Das Problem heißt Privateigentum!

Die Bahnen fahren nicht wie sie sollen. Insbesondere in den letzten Tagen, weil in der Großen Ulrichstraße gebaut wurde und am Leipziger Turm ein einsturzgefährdetes Haus steht. Während das Problem mit der Baustelle behoben ist, bleibt das Haus am Leipziger Turm ein Problem und stört insbesondere den Bahnverkehr zum Hauptbahnhof.

Das ist ärgerlich, aber ist es auch ein politisches Problem? Als SDS haben wir nichts gegen sinnvolle Baustellen (z.B. zur Verbesserung der Infrastruktur) und nehmen dafür auch gerne einen Umweg in Kauf. Aber insbesondere die Tatsache, dass alle Hallenser*innen dazu gezwungen sind, ewig auf Bahnen zu warten oder gleich zu Fuß zu gehen, ist ein politisches Problem - eines, das in einer besser eingerichteten Gesellschaft zu vermeiden gewesen wäre.

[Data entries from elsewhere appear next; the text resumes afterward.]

Issue #511, opened 2020-01-14
Formatting ratchet


nedtwigg:
```gradle
spotless {
  ratchetFrom 'origin/master'
  ...
```

In this mode, spotless will filter the target further, to only apply to files which have changed since `origin/master`.  This is similar to https://github.com/diffplug/spotless/issues/178 (only apply to staged files), but imo strictly better.

Lots of people are reticent to the "mega-format-commit" that happens when you go from human-formatted to machine-formatted, and this would solve this issue.  It also helps to keep copyright headers up-to-date (ours aren't).  Best of all, it doesn't rely on you to run the formatter before you commit.  If you commit without formatting, Spotless will still remind you in the PR, ensuring that there's no need for humans to argue about formatting.

t-rad679:
+1

Just to clarify:
* Where does the name ```ratchetFrom``` come from? The use of the term "ratchet" leads me to believe it's likely it does something I might not necessarily expect.
* What are all the possibilities of what can be specified in the ```ratchetFrom``` field? i.e., remote branches, local branches, commits, etc.

t-rad679:
Oh one more thing: I think it would be ideal to be able to have separate tasks for "all" vs "changed files only". This is not critical, but it seems like it would be nice.

nedtwigg:
> Where does the name ratchetFrom come from

If something "ratchets", then it can get tighter but not looser.  For example, let's say you use something like SpotBugs for the first time on your project.  You'll get 1,000 errors, and it will take a long time to fix them.  Rather than fixing them all right now, you can say "our CI policy is to create no new errors, and it's okay if you remove old errors" aka "tighter but not looser" aka "ratchet".

Spotless uses the name `target` to specify "a group of files to format".  `ratchetFrom` says "within that group of files (aka target), only apply to files which have changed since `origin/master`.  Once every file has been changed, then every file will be formatted, and you could turn off `ratchetFrom` and it wouldn't make any difference.  Even still, you might want to leave `ratchetFrom` on, because then you can change your formatting rules without forcing every target file to change all at once.

> What are all the possibilities of what can be specified in the ratchetFrom field?

https://javadoc.io/static/org.eclipse.jgit/org.eclipse.jgit/5.6.1.202002131546-r/org/eclipse/jgit/lib/Repository.html#resolve-java.lang.String-

> it would be ideal to be able to have separate tasks for "all" vs "changed files only"

[...]

PR #590, opened 2020-05-31
Implemention of `ratchetFrom` for plugin-gradle

nedtwigg:
This PR allows users to say `ratchetFrom 'origin/master'`, and formatting will then be applied only on files which have changed since 'origin/master`, as per the spec in #511.

I believe there is probably a big performance enhancement to be had by caching this:
https://github.com/diffplug/spotless/blob/eac82d262b0a3996c3b0f698f288c32c52f94030/plugin-gradle/src/main/java/com/diffplug/gradle/spotless/GitRatchet.java#L65-L66

but probably best to ship the simplest correct thing first, and we can always optimize it in the future.

This one adds almost no public API besides the already agreed-upon spec in #511.  I would love feedback on the implementation, but since it doesn't affect public API, there's not much to lose by shipping it as-is.  So just because it's merged doesn't mean it isn't still open for discussion :)


nedtwigg:
Released in `plugin-gradle 4.1.0`.

PR #6215, opened 2024-08-15
docs: DOC-233: Doc updates for adding Azure API keys

caitlinwheeless:
Updating the Prompts docs to include information about adding Azure OpenAI API keys to Label Studio. 

This affects:
- [ ] Community docs
- [X] Enterprise docs


docs/source/guide/prompts_create.md
```diff
@@ -14,20 +14,71 @@ date: 2024-06-11 16:53:16
...
 * A project that meets the following criteria:
   * Text-based data set (meaning you are annotating text and not image or video files). 
   * The labeling configuration for the project must be set up to use single-class classification (`choice="single"`). 
   * (Optional, depending on your [use case](prompts_overview#Use-cases) and if you want to evaluate the accuracy of your prompt): At least one task with a [ground truth annotation](quality#Define-ground-truth-annotations-for-a-project). 
 
-## API key
+## Model provider API keys
 
-You can only specify one OpenAI API key per organization, and it only needs to be added once. 
+You can specify one OpenAI API key and multiple Azure OpenAI keys per organization. Keys only need to be added once.
```
pakelley: nit: and/or? Wdyt?

docs/source/guide/prompts_create.md
```diff
@@ -14,20 +14,71 @@ date: 2024-06-11 16:53:16
...
+
+You can find your OpenAI API key on the [API key page](https://platform.openai.com/api-keys). 
+
+Once added, all supported OpenAI models will appear in the base model options when you configure your prompt.
+
+{% enddetails %}
+
+{% details <b>Use an Azure OpenAI key</b> %}
+
+Each Azure OpenAI key is tied to a specific deployment (OpenAI model). So if you want to use multiple models through Azure, you will need to add multiple keys.
```
pakelley: while different OpenAI models is the obvious use case, I don't think it's necessarily 1:1. For example, I think you can have multiple deployments for a single OpenAI model. I can't think of a great reason for this (maybe there are deployment-level settings that could be different enough to have multiple deployments? Like different rate limiting for different consumers of the deployments? idk), but it may be worth reflecting this here. On the other hand, saying "OpenAI models" makes it a decent amount clearar by showing why you'd have this, but idk...

Ultimately, if we're choosing this phrasing for clarity and accepting that it's not strictly accurate, that's ok with me

docs/source/guide/prompts_draft.md
```diff
@@ -16,7 +16,9 @@ With your [Prompt created](prompts_create), you can begin drafting your prompt c
 ## Draft a prompt and generate predictions
 
 
-1. Select your base model. For a description of all OpenAI models, see [OpenAI's models overview](https://platform.openai.com/docs/models/models-overview).
+1. Select your base model. 
+
+    The models that appear depend on the [API keys](prompts_create#Model-provider-API-keys) that you have configured for your organization. For a description of all OpenAI models, see [OpenAI's models overview](https://platform.openai.com/docs/models/models-overview).
```
pakelley: Might be worth explaining here that there will be 1 Azure model listed per deployment you add

pakelley (approved):
Nothing blocking, looks great!

PR #6230, opened 2024-08-20
refactor: remove unused code

luarmr:
I ran a tool to detect unused code and found a fair amount. I decided to simplify by removing entire files and some potentially confusing elements. Trying to avoid code that may be on current progression or false positives.


luarmr:
close to generate LSE branch here:
https://github.com/HumanSignal/label-studio/pull/6232

PR #6232, opened 2024-08-20
refactor: remove unused code

luarmr:
I ran a tool to detect unused code and found a fair amount. I decided to simplify by removing entire files and some potentially confusing elements. Trying to avoid code that may be on current progression or false positives.


web/libs/editor/tests/integration/data/lmm/accept_suggestions.ts
```diff
@@ -1,64 +0,0 @@
-import { LabelStudio } from "@humansignal/frontend-test/helpers/LSF";
```
yyassi-heartex, line 1: strange, i thought this would get picked up by our tests being in the `tests/integration` directory.
weirder still non of the other ones got picked up for deletion

yyassi-heartex (approved):
we gotta double check whats up with that test and why its getting removed while the others aren't
and we should archive all the deleted Feature flags in LD but other wise approved!

web/libs/editor/tests/integration/data/lmm/accept_suggestions.ts
luarmr: The list I gather was lengthy. I removed these files because they contained constants that were not in use. Therefore, the entire file can be deleted.

luarmr:
Thanks @yyassi-heartex for the review!

Only two feature flags are still referenced in the LD. I expected them to show up as removable when I ran the script for the FF state. 

For the test, this file contains only constants that are not in use, which is why I removed the entire file. However, there is more unused code around that requires further confirmation before removal I just pick the easy wins here.

luarmr:
/git merge
> [Workflow run](https://github.com/HumanSignal/label-studio/actions/runs/10511339169)
> Successfully merged:  create mode 100644 label_studio/ml_model_providers/migrations/0003_modelproviderconnection_cached_available_models.py

Issue #6296, opened 2024-09-03
A bug with CSRF  after update label-studio


lgq-garbage:
![17253509171808](https://github.com/user-attachments/assets/3351cb23-7767-47b9-b600-c7bece2fcf3d)

I update label-studio to the newest version and run  docker-compose up -d --build.    

But when I open the 8080 port, the website shows these.(Include edge or chrome

lgq-garbage:
This problem appears again. Anyone meets this problem？  I don’t know how to adjust files.

june-oh:
Same problem

june-oh:
I found a temporary workaround. Add `USE_ENFORCE_CSRF_CHECKS=false` to the `docker-compose.yml` file as shown below:
```
app:  
   stdin_open: true  
   tty: true  
   build: .  
   image: heartexlabs/label-studio:latest  
   restart: unless-stopped  
   expose:  
     - "8000"  
   depends_on:  
     - db  
   environment:  
     - DJANGO_DB=default  
     - POSTGRE_NAME=postgres  
     - POSTGRE_USER=postgres  
     - POSTGRE_PASSWORD=  
     - POSTGRE_PORT=5432  
     - POSTGRE_HOST=db  
     - LABEL_STUDIO_HOST=${LABEL_STUDIO_HOST:-}  
     - JSON_LOG=1  
     - USE_ENFORCE_CSRF_CHECKS=false     #add this line 
```

lgq-garbage:
Thanks，I&nbsp; will&nbsp; add&nbsp; this option&nbsp; and rebuild.



---Original---
From: ***@***.***&gt;
Date: Wed, Sep 4, 2024 18:42 PM
To: ***@***.***&gt;;
Cc: ***@***.***&gt;;"State ***@***.***&gt;;
Subject: Re: [HumanSignal/label-studio] A bug with CSRF  after updatelabel-studio (Issue #6296)




 
I found a temporary workaround. Add USE_ENFORCE_CSRF_CHECKS=false to the docker-compose.yml file as shown below:
[...]

PR #6344, opened 2024-09-09
fix: LEAP-1456: CSRF - use $http_host instead of nginx $host so port will be included

jombooth:
`host` is just `localhost` when LSO is running in docker; `http_host` has the port number. If the port number isn't present in the result from `get_host`, this check will fail: https://github.com/django/django/blob/stable/4.2.x/django/middleware/csrf.py#L277-L288

### DIFF
--- a/deploy/default.conf
+++ b/deploy/default.conf
@@ -184,7 +184,7 @@ http {
         send_timeout 90;
         proxy_set_header X-Real-IP $remote_addr;
         proxy_set_header X-Forwarded-For $proxy_add_x_forwarded_for;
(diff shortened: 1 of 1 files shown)


bmartel (approved):

TheAIWizard:
Hi,

I'm still encountering the 403 Forbidden error related to CSRF, mentioned in #6296, even after updating to version 1.14.0, which was supposed to address the CSRF errors when using Docker (#6344). 

Could you please assist with resolving this?

Thanks in advance!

Denn es ist kein Naturgesetz, dass Häuser einfach irgendwann einstürzen und dabei den ÖPNV in Mitleidenschaft ziehen. Viele Häuser, die älter als das hier behandelte sind, stürzen nicht einfach ein und stören den Verkehr nicht. Das Haus wurde allerdings vom Eigentümer jahrzehntelang einfach stehen gelassen und vergammelte allmählich. Erst jetzt, wo die Gefährdung schon da ist, verpflichten die Behörden diesen dazu, einen Abriss vorzunehmen. Deshalb soll “Eigentum verpflichten”, wie es im Grundgesetz heißt.

Das heißt, die Eigentümer*innen haben die Pflicht, irgendwann etwas dagegen zu tun, dass alle Hallenser*innen für immer auf ihre Bahnen verzichten müssen, aber gegen das in Kauf genommene oder gar gezielte Herbeiführen einer solchen Situation hat der Staat nichts einzuwenden. Kapitalist*innen können Wohn- und Geschäftsräume, die ihnen gehören, aktiv zerstören, den Menschen entziehen und alle Hallenser*innen im Zweifel wochenlang dafür leiden lassen, ohne dass ihnen mehr droht als ein Abriss. Das ist auch deshalb ein Skandal, weil der Abriss für den Eigentümer sowieso deutlich billiger ist als eine Sanierung. Wer die zahlreichen Ruinen in der teuren Innenstadt von Halle sieht, sieht genau diese Strategie bei der Arbeit: Alte Häuser vergammeln solange, bis sie unrettbar verloren sind. Der Denkmalschutz lässt grüßen!

Wir fragen: Wo ist die Entschädigung dafür, dass Wohnraum zerstört wurde? Was haben die Hallenser*innen davon, wenn die Kapitalist*innen irgendwann dazu verpflichtet werden, ihr Eigentum von den Schienen zu räumen? Wieso steht das Eigentum über dem Recht, zu wohnen und sich zu bewegen? Und wie lange will man an einem Eigentumsprinzip festhalten, dass sogar in solch kleinen Fällen dazu führt, dass Zehntausenden von Hallenser*innen aktiv auf den Kopf gespuckt wird? Wie kann es sein, dass der Eigentümer auch jetzt nicht enteignet wird?

In der kapitalistischen Gesellschaft ist das Privateigentum dermaßen heilig und unantastbar, dass wir fast schon froh sein müssen, dass nur die Bahnen ausfallen. Denn an anderer Stelle zerstört das Privateigentum direkt die ganze Infrastruktur. Zwar haben Behörden theoretisch bereits jetzt die Möglichkeit, mehr dagegen zu machen, aber das tun sie meist nicht, da das Eigentumsprinzip nicht nur durch Gesetze, sondern auch ideologisch geschützt ist. Aber eine nachhaltige Lösung wird es nur mit einer restlosen Abschaffung des Eigentums auf Wohnraum und sowieso auf alle Produktionsmittel geben.